▸ **Supplied material**
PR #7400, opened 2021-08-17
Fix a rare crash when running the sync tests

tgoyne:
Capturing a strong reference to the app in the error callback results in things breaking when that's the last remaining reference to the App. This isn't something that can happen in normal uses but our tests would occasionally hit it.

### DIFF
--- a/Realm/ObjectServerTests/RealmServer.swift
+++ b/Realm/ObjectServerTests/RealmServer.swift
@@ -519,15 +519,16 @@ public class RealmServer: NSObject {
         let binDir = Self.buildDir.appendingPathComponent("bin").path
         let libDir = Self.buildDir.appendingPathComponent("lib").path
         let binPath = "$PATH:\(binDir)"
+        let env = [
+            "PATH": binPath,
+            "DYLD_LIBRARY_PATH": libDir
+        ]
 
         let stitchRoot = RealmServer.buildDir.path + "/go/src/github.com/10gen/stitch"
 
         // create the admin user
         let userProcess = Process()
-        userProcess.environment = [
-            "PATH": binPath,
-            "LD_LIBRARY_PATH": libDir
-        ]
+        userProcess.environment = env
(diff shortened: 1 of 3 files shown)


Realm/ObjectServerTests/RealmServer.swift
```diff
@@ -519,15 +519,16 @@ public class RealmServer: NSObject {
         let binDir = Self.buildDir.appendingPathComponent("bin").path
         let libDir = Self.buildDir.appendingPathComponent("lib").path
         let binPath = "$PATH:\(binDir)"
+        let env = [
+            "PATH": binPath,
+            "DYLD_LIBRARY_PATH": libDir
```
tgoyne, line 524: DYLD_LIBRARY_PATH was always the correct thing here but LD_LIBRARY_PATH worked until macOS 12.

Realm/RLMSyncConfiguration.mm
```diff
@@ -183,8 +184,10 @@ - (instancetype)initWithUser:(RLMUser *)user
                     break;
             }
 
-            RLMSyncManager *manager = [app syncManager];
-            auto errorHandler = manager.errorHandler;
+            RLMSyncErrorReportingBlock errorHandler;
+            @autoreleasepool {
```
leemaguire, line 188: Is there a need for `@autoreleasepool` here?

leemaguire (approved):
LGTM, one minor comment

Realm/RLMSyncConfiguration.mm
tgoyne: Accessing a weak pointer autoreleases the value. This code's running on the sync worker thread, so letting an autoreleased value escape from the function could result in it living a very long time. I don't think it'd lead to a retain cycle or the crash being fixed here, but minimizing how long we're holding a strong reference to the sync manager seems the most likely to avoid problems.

▸ **Assigned task**
Each entry above is to be copied out exactly as written.

▸ **Finished task**
PR #7400, opened 2021-08-17
Fix a rare crash when running the sync tests

tgoyne:
Capturing a strong reference to the app in the error callback results in things breaking when that's the last remaining reference to the App. This isn't something that can happen in normal uses but our tests would occasionally hit it.

### DIFF
--- a/Realm/ObjectServerTests/RealmServer.swift
+++ b/Realm/ObjectServerTests/RealmServer.swift
@@ -519,15 +519,16 @@ public class RealmServer: NSObject {
         let binDir = Self.buildDir.appendingPathComponent("bin").path
         let libDir = Self.buildDir.appendingPathComponent("lib").path
         let binPath = "$PATH:\(binDir)"
+        let env = [
+            "PATH": binPath,
+            "DYLD_LIBRARY_PATH": libDir
+        ]
 
         let stitchRoot = RealmServer.buildDir.path + "/go/src/github.com/10gen/stitch"
 
         // create the admin user
         let userProcess = Process()
-        userProcess.environment = [
-            "PATH": binPath,
-            "LD_LIBRARY_PATH": libDir
-        ]
+        userProcess.environment = env
(diff shortened: 1 of 3 files shown)


Realm/ObjectServerTests/RealmServer.swift
```diff
@@ -519,15 +519,16 @@ public class RealmServer: NSObject {
         let binDir = Self.buildDir.appendingPathComponent("bin").path
         let libDir = Self.buildDir.appendingPathComponent("lib").path
         let binPath = "$PATH:\(binDir)"
+        let env = [
+            "PATH": binPath,
+            "DYLD_LIBRARY_PATH": libDir
```
tgoyne, line 524: DYLD_LIBRARY_PATH was always the correct thing here but LD_LIBRARY_PATH worked until macOS 12.

Realm/RLMSyncConfiguration.mm
```diff
@@ -183,8 +184,10 @@ - (instancetype)initWithUser:(RLMUser *)user
                     break;
             }
 
-            RLMSyncManager *manager = [app syncManager];
-            auto errorHandler = manager.errorHandler;
+            RLMSyncErrorReportingBlock errorHandler;
+            @autoreleasepool {
```
leemaguire, line 188: Is there a need for `@autoreleasepool` here?

leemaguire (approved):
LGTM, one minor comment

Realm/RLMSyncConfiguration.mm
tgoyne: Accessing a weak pointer autoreleases the value. This code's running on the sync worker thread, so letting an autoreleased value escape from the function could result in it living a very long time. I don't think it'd lead to a retain cycle or the crash being fixed here, but minimizing how long we're holding a strong reference to the sync manager seems the most likely to avoid problems.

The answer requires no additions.